Saved data entries:
PR #5807, opened 2024-11-19
Add one-off command to modify `referred` projects

oliverjwroberts:
### Description of change

This PR adds a one-off management command to modify `referred` investment projects, of which there are only a few hundred.

Projects that currently have `status == 'referred'` should, instead, have the [new](https://github.com/uktrade/data-hub-api/pull/5741) `Referred to EYB` specific programme added to their list of specific programmes and their status set as `'ongoing'`.

This command/code will be removed after the command has been run in production.

### Checklist

  <details>
  
  </details>

### General points

<details>

</details>


datahub/investment/project/management/commands/modify_referred_projects.py
```diff
@@ -0,0 +1,53 @@
...
+                logger.info(f'Found {referred_projects.count()} referred projects. Modifying...')
+                # many-to-many field needs to be updated individually
+                for project in referred_projects:
+                    project.specific_programmes.add(referred_to_eyb_programme)
+                # bulk update status field
+                referred_projects.update(status=ONGOING_STATUS_VALUE)
+                logger.info('Finished modifying referred projects.')
+            else:
+                logger.warning('No referred projects found. Exiting...')
+        except Exception as e:
```
ince-dbt, line 52: Fantastic job with the error logging in the handle method! Just a little suggestion to make the exception handling even more robust and prevent unintentionally hiding unexpected issues. You might consider catching more specific exceptions instead of a general Exception. For example, handling SpecificProgramme.DoesNotExist separately could provide clearer error messages. Maybe something like this: 
```
except SpecificProgramme.DoesNotExist as e:
    logger.error(f'Referred to EYB specific programme not found: {e}')
```
This way, we can give more precise feedback when something goes wrong. Cheers! 😊

ince-dbt (approved):

datahub/investment/project/management/commands/modify_referred_projects.py
oliverjwroberts: Cheers for the feedback @ince-dbt. My thinking behind the generic Exception was that it allows me to catch a wide variety of issues that I'm not expecting. This avoids additional lines to catch and log several scenarios that I can think up, and shouldn't happen anyway, I felt this was an okay compromise; especially, as the plan is to remove the code/command after its been executed once. I hope that's acceptable?

ince-dbt: Understood, sounds good to me. Great work! 😊

oliverjwroberts:
> @oliverjwroberts is there another place (more visible than code) where we can track these two todos so that we don't forget to remove?

I'll add a comment to CLS2-1019 stating it cannot be moved to done until the command has been run. I'll also add a comment/link to CLS2-1020 so that this command gets removed as part of that work.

▶ [PROBLEM STATEMENT] Output all of the entries, exactly as they are written.

▶ [SOLVED PROBLEM]
PR #5807, opened 2024-11-19
Add one-off command to modify `referred` projects

oliverjwroberts:
### Description of change

This PR adds a one-off management command to modify `referred` investment projects, of which there are only a few hundred.

Projects that currently have `status == 'referred'` should, instead, have the [new](https://github.com/uktrade/data-hub-api/pull/5741) `Referred to EYB` specific programme added to their list of specific programmes and their status set as `'ongoing'`.

This command/code will be removed after the command has been run in production.

### Checklist

  <details>
  
  </details>

### General points

<details>

</details>


datahub/investment/project/management/commands/modify_referred_projects.py
```diff
@@ -0,0 +1,53 @@
...
+                logger.info(f'Found {referred_projects.count()} referred projects. Modifying...')
+                # many-to-many field needs to be updated individually
+                for project in referred_projects:
+                    project.specific_programmes.add(referred_to_eyb_programme)
+                # bulk update status field
+                referred_projects.update(status=ONGOING_STATUS_VALUE)
+                logger.info('Finished modifying referred projects.')
+            else:
+                logger.warning('No referred projects found. Exiting...')
+        except Exception as e:
```
ince-dbt, line 52: Fantastic job with the error logging in the handle method! Just a little suggestion to make the exception handling even more robust and prevent unintentionally hiding unexpected issues. You might consider catching more specific exceptions instead of a general Exception. For example, handling SpecificProgramme.DoesNotExist separately could provide clearer error messages. Maybe something like this: 
```
except SpecificProgramme.DoesNotExist as e:
    logger.error(f'Referred to EYB specific programme not found: {e}')
```
This way, we can give more precise feedback when something goes wrong. Cheers! 😊

ince-dbt (approved):

datahub/investment/project/management/commands/modify_referred_projects.py
oliverjwroberts: Cheers for the feedback @ince-dbt. My thinking behind the generic Exception was that it allows me to catch a wide variety of issues that I'm not expecting. This avoids additional lines to catch and log several scenarios that I can think up, and shouldn't happen anyway, I felt this was an okay compromise; especially, as the plan is to remove the code/command after its been executed once. I hope that's acceptable?

ince-dbt: Understood, sounds good to me. Great work! 😊

oliverjwroberts:
> @oliverjwroberts is there another place (more visible than code) where we can track these two todos so that we don't forget to remove?

I'll add a comment to CLS2-1019 stating it cannot be moved to done until the command has been run. I'll also add a comment/link to CLS2-1020 so that this command gets removed as part of that work.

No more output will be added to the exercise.